> _WORK ORDER_: The entries must be retyped exactly, down to the last line.

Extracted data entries
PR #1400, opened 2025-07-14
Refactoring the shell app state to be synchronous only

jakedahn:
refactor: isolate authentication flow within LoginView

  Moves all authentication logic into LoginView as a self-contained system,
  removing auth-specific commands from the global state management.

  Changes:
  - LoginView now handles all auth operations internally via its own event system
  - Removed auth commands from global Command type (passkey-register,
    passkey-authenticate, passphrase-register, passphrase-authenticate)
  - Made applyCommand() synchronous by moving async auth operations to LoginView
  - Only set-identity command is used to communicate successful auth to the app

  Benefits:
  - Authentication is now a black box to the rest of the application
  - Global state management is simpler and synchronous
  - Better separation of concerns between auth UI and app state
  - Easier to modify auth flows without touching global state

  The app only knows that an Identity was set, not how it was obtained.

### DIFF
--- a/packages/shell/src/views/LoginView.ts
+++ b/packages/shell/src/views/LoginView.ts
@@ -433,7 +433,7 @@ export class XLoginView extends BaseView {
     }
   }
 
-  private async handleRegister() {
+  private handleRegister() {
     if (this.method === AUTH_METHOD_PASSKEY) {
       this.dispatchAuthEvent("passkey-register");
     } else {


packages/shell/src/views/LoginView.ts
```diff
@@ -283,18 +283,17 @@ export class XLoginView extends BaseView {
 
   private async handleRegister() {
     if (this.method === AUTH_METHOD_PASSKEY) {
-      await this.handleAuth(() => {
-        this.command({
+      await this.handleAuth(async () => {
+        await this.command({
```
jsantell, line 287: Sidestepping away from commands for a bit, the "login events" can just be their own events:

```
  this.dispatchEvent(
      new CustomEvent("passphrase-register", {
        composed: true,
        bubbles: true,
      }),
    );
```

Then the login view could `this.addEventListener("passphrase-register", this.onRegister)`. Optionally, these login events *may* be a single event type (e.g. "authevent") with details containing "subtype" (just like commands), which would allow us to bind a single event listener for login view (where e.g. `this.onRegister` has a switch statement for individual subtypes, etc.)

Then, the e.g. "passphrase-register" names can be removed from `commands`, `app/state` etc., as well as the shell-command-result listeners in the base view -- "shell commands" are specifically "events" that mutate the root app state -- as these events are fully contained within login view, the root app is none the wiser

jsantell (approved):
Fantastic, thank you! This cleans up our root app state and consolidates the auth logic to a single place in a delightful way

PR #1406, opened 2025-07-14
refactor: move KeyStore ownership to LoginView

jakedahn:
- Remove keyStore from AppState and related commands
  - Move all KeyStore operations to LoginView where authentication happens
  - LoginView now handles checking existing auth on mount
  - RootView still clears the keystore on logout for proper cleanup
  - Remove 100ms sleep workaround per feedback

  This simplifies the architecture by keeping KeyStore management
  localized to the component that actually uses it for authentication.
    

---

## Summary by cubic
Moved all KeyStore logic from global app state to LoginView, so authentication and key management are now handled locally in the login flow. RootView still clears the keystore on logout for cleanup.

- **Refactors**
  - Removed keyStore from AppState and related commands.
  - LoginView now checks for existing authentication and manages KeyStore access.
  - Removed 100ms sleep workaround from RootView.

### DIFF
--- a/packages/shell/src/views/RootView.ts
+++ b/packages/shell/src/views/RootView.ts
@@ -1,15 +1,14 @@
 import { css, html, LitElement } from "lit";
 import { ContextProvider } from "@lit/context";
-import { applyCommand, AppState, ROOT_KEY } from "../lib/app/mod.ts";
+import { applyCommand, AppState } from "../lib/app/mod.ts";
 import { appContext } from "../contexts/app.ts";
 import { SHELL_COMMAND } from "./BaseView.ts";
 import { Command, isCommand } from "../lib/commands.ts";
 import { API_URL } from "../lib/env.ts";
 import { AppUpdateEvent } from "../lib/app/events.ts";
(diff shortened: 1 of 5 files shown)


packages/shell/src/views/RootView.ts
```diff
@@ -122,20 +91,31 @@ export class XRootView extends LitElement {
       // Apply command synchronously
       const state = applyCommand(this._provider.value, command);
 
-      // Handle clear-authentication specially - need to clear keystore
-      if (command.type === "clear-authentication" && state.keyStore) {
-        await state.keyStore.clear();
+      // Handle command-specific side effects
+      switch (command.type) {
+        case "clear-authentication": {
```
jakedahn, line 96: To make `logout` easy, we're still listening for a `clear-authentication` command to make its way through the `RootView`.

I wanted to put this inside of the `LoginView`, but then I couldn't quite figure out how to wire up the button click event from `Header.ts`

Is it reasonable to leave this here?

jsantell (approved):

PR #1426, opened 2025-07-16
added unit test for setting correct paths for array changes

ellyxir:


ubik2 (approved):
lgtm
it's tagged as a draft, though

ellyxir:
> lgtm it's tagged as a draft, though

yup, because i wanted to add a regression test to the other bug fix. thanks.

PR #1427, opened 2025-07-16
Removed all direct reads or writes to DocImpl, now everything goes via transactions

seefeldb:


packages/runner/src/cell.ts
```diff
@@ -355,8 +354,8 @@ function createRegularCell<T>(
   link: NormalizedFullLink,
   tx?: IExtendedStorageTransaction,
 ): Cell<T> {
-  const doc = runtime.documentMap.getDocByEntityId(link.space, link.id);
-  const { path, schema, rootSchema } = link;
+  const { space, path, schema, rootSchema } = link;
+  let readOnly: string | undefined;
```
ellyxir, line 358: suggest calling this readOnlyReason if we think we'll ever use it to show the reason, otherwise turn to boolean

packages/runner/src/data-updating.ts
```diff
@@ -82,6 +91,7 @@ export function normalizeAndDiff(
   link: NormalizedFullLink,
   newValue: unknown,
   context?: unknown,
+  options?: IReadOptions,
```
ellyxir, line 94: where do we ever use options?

> _YOUR RESPONSE_:
PR #1400, opened 2025-07-14
Refactoring the shell app state to be synchronous only

jakedahn:
refactor: isolate authentication flow within LoginView

  Moves all authentication logic into LoginView as a self-contained system,
  removing auth-specific commands from the global state management.

  Changes:
  - LoginView now handles all auth operations internally via its own event system
  - Removed auth commands from global Command type (passkey-register,
    passkey-authenticate, passphrase-register, passphrase-authenticate)
  - Made applyCommand() synchronous by moving async auth operations to LoginView
  - Only set-identity command is used to communicate successful auth to the app

  Benefits:
  - Authentication is now a black box to the rest of the application
  - Global state management is simpler and synchronous
  - Better separation of concerns between auth UI and app state
  - Easier to modify auth flows without touching global state

  The app only knows that an Identity was set, not how it was obtained.

### DIFF
--- a/packages/shell/src/views/LoginView.ts
+++ b/packages/shell/src/views/LoginView.ts
@@ -433,7 +433,7 @@ export class XLoginView extends BaseView {
     }
   }
 
-  private async handleRegister() {
+  private handleRegister() {
     if (this.method === AUTH_METHOD_PASSKEY) {
       this.dispatchAuthEvent("passkey-register");
     } else {


packages/shell/src/views/LoginView.ts
```diff
@@ -283,18 +283,17 @@ export class XLoginView extends BaseView {
 
   private async handleRegister() {
     if (this.method === AUTH_METHOD_PASSKEY) {
-      await this.handleAuth(() => {
-        this.command({
+      await this.handleAuth(async () => {
+        await this.command({
```
jsantell, line 287: Sidestepping away from commands for a bit, the "login events" can just be their own events:

```
  this.dispatchEvent(
      new CustomEvent("passphrase-register", {
        composed: true,
        bubbles: true,
      }),
    );
```

Then the login view could `this.addEventListener("passphrase-register", this.onRegister)`. Optionally, these login events *may* be a single event type (e.g. "authevent") with details containing "subtype" (just like commands), which would allow us to bind a single event listener for login view (where e.g. `this.onRegister` has a switch statement for individual subtypes, etc.)

Then, the e.g. "passphrase-register" names can be removed from `commands`, `app/state` etc., as well as the shell-command-result listeners in the base view -- "shell commands" are specifically "events" that mutate the root app state -- as these events are fully contained within login view, the root app is none the wiser

jsantell (approved):
Fantastic, thank you! This cleans up our root app state and consolidates the auth logic to a single place in a delightful way

PR #1406, opened 2025-07-14
refactor: move KeyStore ownership to LoginView

jakedahn:
- Remove keyStore from AppState and related commands
  - Move all KeyStore operations to LoginView where authentication happens
  - LoginView now handles checking existing auth on mount
  - RootView still clears the keystore on logout for proper cleanup
  - Remove 100ms sleep workaround per feedback

  This simplifies the architecture by keeping KeyStore management
  localized to the component that actually uses it for authentication.
    

---

## Summary by cubic
Moved all KeyStore logic from global app state to LoginView, so authentication and key management are now handled locally in the login flow. RootView still clears the keystore on logout for cleanup.

- **Refactors**
  - Removed keyStore from AppState and related commands.
  - LoginView now checks for existing authentication and manages KeyStore access.
  - Removed 100ms sleep workaround from RootView.

### DIFF
--- a/packages/shell/src/views/RootView.ts
+++ b/packages/shell/src/views/RootView.ts
@@ -1,15 +1,14 @@
 import { css, html, LitElement } from "lit";
 import { ContextProvider } from "@lit/context";
-import { applyCommand, AppState, ROOT_KEY } from "../lib/app/mod.ts";
+import { applyCommand, AppState } from "../lib/app/mod.ts";
 import { appContext } from "../contexts/app.ts";
 import { SHELL_COMMAND } from "./BaseView.ts";
 import { Command, isCommand } from "../lib/commands.ts";
 import { API_URL } from "../lib/env.ts";
 import { AppUpdateEvent } from "../lib/app/events.ts";
(diff shortened: 1 of 5 files shown)


packages/shell/src/views/RootView.ts
```diff
@@ -122,20 +91,31 @@ export class XRootView extends LitElement {
       // Apply command synchronously
       const state = applyCommand(this._provider.value, command);
 
-      // Handle clear-authentication specially - need to clear keystore
-      if (command.type === "clear-authentication" && state.keyStore) {
-        await state.keyStore.clear();
+      // Handle command-specific side effects
+      switch (command.type) {
+        case "clear-authentication": {
```
jakedahn, line 96: To make `logout` easy, we're still listening for a `clear-authentication` command to make its way through the `RootView`.

I wanted to put this inside of the `LoginView`, but then I couldn't quite figure out how to wire up the button click event from `Header.ts`

Is it reasonable to leave this here?

jsantell (approved):

PR #1426, opened 2025-07-16
added unit test for setting correct paths for array changes

ellyxir:


ubik2 (approved):
lgtm
it's tagged as a draft, though

ellyxir:
> lgtm it's tagged as a draft, though

yup, because i wanted to add a regression test to the other bug fix. thanks.

PR #1427, opened 2025-07-16
Removed all direct reads or writes to DocImpl, now everything goes via transactions

seefeldb:


packages/runner/src/cell.ts
```diff
@@ -355,8 +354,8 @@ function createRegularCell<T>(
   link: NormalizedFullLink,
   tx?: IExtendedStorageTransaction,
 ): Cell<T> {
-  const doc = runtime.documentMap.getDocByEntityId(link.space, link.id);
-  const { path, schema, rootSchema } = link;
+  const { space, path, schema, rootSchema } = link;
+  let readOnly: string | undefined;
```
ellyxir, line 358: suggest calling this readOnlyReason if we think we'll ever use it to show the reason, otherwise turn to boolean

packages/runner/src/data-updating.ts
```diff
@@ -82,6 +91,7 @@ export function normalizeAndDiff(
   link: NormalizedFullLink,
   newValue: unknown,
   context?: unknown,
+  options?: IReadOptions,
```
ellyxir, line 94: where do we ever use options?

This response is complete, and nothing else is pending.